Segment Open

PR #18825, opened 2024-10-29
[GPU] GEMM fusions: let fusing effective parameters and their broadcasts in the epilogues.

sergachev:

PR #19112, opened 2024-11-06
[GPU] GEMM fusion: support more broadcasts.

sergachev:
Support broadcasts involving 1-sized fragments of dimensions like [1,n] -> broadcast -> [1,m,n].

### DIFF
--- a/xla/service/gpu/fusions/triton/triton_fusion_emitter_legacy_matmul.cc
+++ b/xla/service/gpu/fusions/triton/triton_fusion_emitter_legacy_matmul.cc
@@ -638,10 +638,13 @@ absl::StatusOr<Value> EmitBroadcast(ImplicitLocOpBuilder& b,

Segment Closed

- YOUR OBJECTIVE
Which of the lines in the material above contain "service"? Copy each one out.

- SOLUTION TO THIS EXERCISE
--- a/xla/service/gpu/fusions/triton/triton_fusion_emitter_legacy_matmul.cc
+++ b/xla/service/gpu/fusions/triton/triton_fusion_emitter_legacy_matmul.cc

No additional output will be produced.